:: Task to carry out ::
Every entry below is to be copied exactly, with nothing omitted.
Segment Open
PR #5273, opened 2025-03-03
d.vect.thematic: Fix Resource Leak issue in plot1.c

ShubhamDesai:
This pull request fixes issue identified by coverity scan (CID : 1207610, 1207611, 1207612, 1207613, 1207614)
Used `Vect_destroy_cats_struct(), Vect_destroy_line_struct(), G_free()` to fix this issue.

### DIFF
--- a/display/d.vect.thematic/plot1.c
+++ b/display/d.vect.thematic/plot1.c
@@ -196,7 +196,7 @@ int plot1(struct Map_info *Map, int type, int area UNUSED,
             line++;
             if (line > nlines) {
                 ret = 0;
-                goto cleanup;
+                goto cleanup_and_exit;
             }
             if (!Vect_line_alive(Map, line))
                 continue;
@@ -208,10 +208,10 @@ int plot1(struct Map_info *Map, int type, int area UNUSED,
             case -1:
                 fprintf(stderr, _("\nERROR: vector map - can't read\n"));
                 ret = -1;
-                goto cleanup;
+                goto cleanup_and_exit;
             case -2: /* EOF */
                 ret = 0;
-                goto cleanup;
+                goto cleanup_and_exit;
             }
         }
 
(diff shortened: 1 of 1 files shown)


nilason:
All the variables primary_color, fill_color, line_color, Points and Cats need to be freed before every exit (return) of the function. The while-statement (L153) is an infinite loop, exiting only in three cases in the if-else-statement of L194-211.

So, instead of adding 5x3 lines of repetitive code, let us add a `goto` label at the end of the function (adding a `ret` variable) and free them all there.

ShubhamDesai:
> All the variables primary_color, fill_color, line_color, Points and Cats need to be freed before every exit (return) of the function. The while-statement (L153) is an infinite loop, exiting only in three cases in the if-else-statement of L194-211.
> 
> So, instead of adding 5x3 lines of repetitive code, let us add a `goto` label at the end of the function (adding a `ret` variable) and free them all there.

done.

display/d.vect.thematic/plot1.c
```diff
@@ -193,8 +194,10 @@ int plot1(struct Map_info *Map, int type, int area UNUSED,
     while (1) {
         if (Vect_level(Map) >= 2) {
             line++;
-            if (line > nlines)
-                return 0;
+            if (line > nlines) {
+                ret = 0;
+                goto cleanup;
```
nilason, line 199: Considering this is a relatively long code, I would prefer a goto label that includes the information that it also exits the function ("cleanup" does not).

nilason (changes requested):

display/d.vect.thematic/plot1.c
nilason: Sounds good to me.

ShubhamDesai: done

nilason (approved):
Thanks!

PR #5276, opened 2025-03-04
d.vect: Fix resource Leak Issue in shape.c

ShubhamDesai:
This pull request fixes issue identified by Coverity Scan (CID : 1207875)
Used `Vect_destroy_field_info()` to fix this issue.

### DIFF
--- a/display/d.vect/shape.c
+++ b/display/d.vect/shape.c
@@ -37,7 +37,7 @@ int display_shape(struct Map_info *Map, int type, struct cat_list *Clist,
     if (open_db) {
         field = Clist->field > 0 ? Clist->field : 1;
         fi = Vect_get_field(Map, field);
-        if (!fi) {
+        if (fi == NULL) {
             G_fatal_error(_("Database connection not defined for layer %d"),
                           field);
         }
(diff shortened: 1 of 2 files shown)


nilason (changes requested):
Not strictly necessary, but please initialise `fi` to NULL at its definition.

display/d.vect/shape.c
```diff
@@ -37,7 +37,7 @@ int display_shape(struct Map_info *Map, int type, struct cat_list *Clist,
     if (open_db) {
         field = Clist->field > 0 ? Clist->field : 1;
         fi = Vect_get_field(Map, field);
-        if (!fi) {
+        if (fi == NULL) {
```
nilason, line 40: This shouldn't be necessary.

ShubhamDesai:
> Not strictly necessary, but please initialise `fi` to NULL at its definition.

done changes. Also since it was failing on Mac and ubuntu modified the if statement
from `!fi to fi == NULL`

display/d.vect/shape.c
ShubhamDesai: actually it failed on Mac

ShubhamDesai: oh okay. i will revert back to previous code

ShubhamDesai: done

nilason (approved):

PR #5277, opened 2025-03-04
docs: Added mkdocs feature content.tabs.link

cwhite911:
I've added the `content.tabs.link` feature to mkdocs.

> When enabled, all content tabs across the whole documentation site will be linked and switch to the same label when the user clicks on a tab. 

https://squidfunk.github.io/mkdocs-material/reference/content-tabs/#linked-content-tabs


wenzeslaus:
Does this add the actual tabs? I thought we don't have them enabled yet.

cwhite911:
It makes it so that when a user clicks from the Python tab to the R tab all other tabs on the page switch to R as well.

wenzeslaus (changes requested):
As I mentioned, the actual content tabs are not enabled.

wenzeslaus (approved):
That should do it based on my experiment.

PR #5281, opened 2025-03-04
libgis: define new standardised option `G_OPT_M_SEED`

NishantBansal2003:
This PR implements the standard `G_OPT_M_SEED` option for the random number generator's seed.


lib/gis/parser_standard_options.c
```diff
@@ -786,6 +787,16 @@ struct Option *G_define_standard_option(int opt)
         Opt->description = _("Number of threads for parallel computing");
         break;
 
+    case G_OPT_M_SEED:
+        Opt->key = "seed";
+        Opt->type = TYPE_INTEGER;
+        Opt->required = NO;
+        Opt->label = _("Seed for random number generator");
```
wenzeslaus, line 794: Smooter wording:

```suggestion
        Opt->label = _("Seed value for the random number generator");
```

lib/gis/parser_standard_options.c
```diff
@@ -786,6 +787,16 @@ struct Option *G_define_standard_option(int opt)
...
+        Opt->description =
+            _("The same seed can be used to obtain same results"
+              " or random seed can be generated by other means.");
```
wenzeslaus, line 797: This leave out the allusion to generating seeds externally (which would need more explanation anyway) and adds more details on what happens without the explicit seed (assuming the auto-generated seed behavior as an alternative).

```suggestion
            _("Using the same seed ensures identical results, "
              "while a randomly generated seed produces different outcomes "
              "in each run.");
```

wenzeslaus (changes requested):
This is great!

I have a suggestion to refine the wording.

petrasovaa (approved):

wenzeslaus (approved):

PR #5297, opened 2025-03-04
cmake: fix Native Language Support (NLS) support

nilason:
Fix Native Language Support (NLS) support with CMake builds.

~~This is another reason to increase CMake required version to 3.22 (#5269). The version of FindIntl from 3.16 is not particularly good and we'll have to use a custom one if staying with 3.16.
I included here the version of 3.22, for "proof of concept".~~


nilason:
#5269 is merged, this is now ready too.

echoix (approved):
Segment Closed
:: Output of the task ::
PR #5273, opened 2025-03-03
d.vect.thematic: Fix Resource Leak issue in plot1.c

ShubhamDesai:
This pull request fixes issue identified by coverity scan (CID : 1207610, 1207611, 1207612, 1207613, 1207614)
Used `Vect_destroy_cats_struct(), Vect_destroy_line_struct(), G_free()` to fix this issue.

### DIFF
--- a/display/d.vect.thematic/plot1.c
+++ b/display/d.vect.thematic/plot1.c
@@ -196,7 +196,7 @@ int plot1(struct Map_info *Map, int type, int area UNUSED,
             line++;
             if (line > nlines) {
                 ret = 0;
-                goto cleanup;
+                goto cleanup_and_exit;
             }
             if (!Vect_line_alive(Map, line))
                 continue;
@@ -208,10 +208,10 @@ int plot1(struct Map_info *Map, int type, int area UNUSED,
             case -1:
                 fprintf(stderr, _("\nERROR: vector map - can't read\n"));
                 ret = -1;
-                goto cleanup;
+                goto cleanup_and_exit;
             case -2: /* EOF */
                 ret = 0;
-                goto cleanup;
+                goto cleanup_and_exit;
             }
         }
 
(diff shortened: 1 of 1 files shown)


nilason:
All the variables primary_color, fill_color, line_color, Points and Cats need to be freed before every exit (return) of the function. The while-statement (L153) is an infinite loop, exiting only in three cases in the if-else-statement of L194-211.

So, instead of adding 5x3 lines of repetitive code, let us add a `goto` label at the end of the function (adding a `ret` variable) and free them all there.

ShubhamDesai:
> All the variables primary_color, fill_color, line_color, Points and Cats need to be freed before every exit (return) of the function. The while-statement (L153) is an infinite loop, exiting only in three cases in the if-else-statement of L194-211.
> 
> So, instead of adding 5x3 lines of repetitive code, let us add a `goto` label at the end of the function (adding a `ret` variable) and free them all there.

done.

display/d.vect.thematic/plot1.c
```diff
@@ -193,8 +194,10 @@ int plot1(struct Map_info *Map, int type, int area UNUSED,
     while (1) {
         if (Vect_level(Map) >= 2) {
             line++;
-            if (line > nlines)
-                return 0;
+            if (line > nlines) {
+                ret = 0;
+                goto cleanup;
```
nilason, line 199: Considering this is a relatively long code, I would prefer a goto label that includes the information that it also exits the function ("cleanup" does not).

nilason (changes requested):

display/d.vect.thematic/plot1.c
nilason: Sounds good to me.

ShubhamDesai: done

nilason (approved):
Thanks!

PR #5276, opened 2025-03-04
d.vect: Fix resource Leak Issue in shape.c

ShubhamDesai:
This pull request fixes issue identified by Coverity Scan (CID : 1207875)
Used `Vect_destroy_field_info()` to fix this issue.

### DIFF
--- a/display/d.vect/shape.c
+++ b/display/d.vect/shape.c
@@ -37,7 +37,7 @@ int display_shape(struct Map_info *Map, int type, struct cat_list *Clist,
     if (open_db) {
         field = Clist->field > 0 ? Clist->field : 1;
         fi = Vect_get_field(Map, field);
-        if (!fi) {
+        if (fi == NULL) {
             G_fatal_error(_("Database connection not defined for layer %d"),
                           field);
         }
(diff shortened: 1 of 2 files shown)


nilason (changes requested):
Not strictly necessary, but please initialise `fi` to NULL at its definition.

display/d.vect/shape.c
```diff
@@ -37,7 +37,7 @@ int display_shape(struct Map_info *Map, int type, struct cat_list *Clist,
     if (open_db) {
         field = Clist->field > 0 ? Clist->field : 1;
         fi = Vect_get_field(Map, field);
-        if (!fi) {
+        if (fi == NULL) {
```
nilason, line 40: This shouldn't be necessary.

ShubhamDesai:
> Not strictly necessary, but please initialise `fi` to NULL at its definition.

done changes. Also since it was failing on Mac and ubuntu modified the if statement
from `!fi to fi == NULL`

display/d.vect/shape.c
ShubhamDesai: actually it failed on Mac

ShubhamDesai: oh okay. i will revert back to previous code

ShubhamDesai: done

nilason (approved):

PR #5277, opened 2025-03-04
docs: Added mkdocs feature content.tabs.link

cwhite911:
I've added the `content.tabs.link` feature to mkdocs.

> When enabled, all content tabs across the whole documentation site will be linked and switch to the same label when the user clicks on a tab. 

https://squidfunk.github.io/mkdocs-material/reference/content-tabs/#linked-content-tabs


wenzeslaus:
Does this add the actual tabs? I thought we don't have them enabled yet.

cwhite911:
It makes it so that when a user clicks from the Python tab to the R tab all other tabs on the page switch to R as well.

wenzeslaus (changes requested):
As I mentioned, the actual content tabs are not enabled.

wenzeslaus (approved):
That should do it based on my experiment.

PR #5281, opened 2025-03-04
libgis: define new standardised option `G_OPT_M_SEED`

NishantBansal2003:
This PR implements the standard `G_OPT_M_SEED` option for the random number generator's seed.


lib/gis/parser_standard_options.c
```diff
@@ -786,6 +787,16 @@ struct Option *G_define_standard_option(int opt)
         Opt->description = _("Number of threads for parallel computing");
         break;
 
+    case G_OPT_M_SEED:
+        Opt->key = "seed";
+        Opt->type = TYPE_INTEGER;
+        Opt->required = NO;
+        Opt->label = _("Seed for random number generator");
```
wenzeslaus, line 794: Smooter wording:

```suggestion
        Opt->label = _("Seed value for the random number generator");
```

lib/gis/parser_standard_options.c
```diff
@@ -786,6 +787,16 @@ struct Option *G_define_standard_option(int opt)
...
+        Opt->description =
+            _("The same seed can be used to obtain same results"
+              " or random seed can be generated by other means.");
```
wenzeslaus, line 797: This leave out the allusion to generating seeds externally (which would need more explanation anyway) and adds more details on what happens without the explicit seed (assuming the auto-generated seed behavior as an alternative).

```suggestion
            _("Using the same seed ensures identical results, "
              "while a randomly generated seed produces different outcomes "
              "in each run.");
```

wenzeslaus (changes requested):
This is great!

I have a suggestion to refine the wording.

petrasovaa (approved):

wenzeslaus (approved):

PR #5297, opened 2025-03-04
cmake: fix Native Language Support (NLS) support

nilason:
Fix Native Language Support (NLS) support with CMake builds.

~~This is another reason to increase CMake required version to 3.22 (#5269). The version of FindIntl from 3.16 is not particularly good and we'll have to use a custom one if staying with 3.16.
I included here the version of 3.22, for "proof of concept".~~


nilason:
#5269 is merged, this is now ready too.

echoix (approved):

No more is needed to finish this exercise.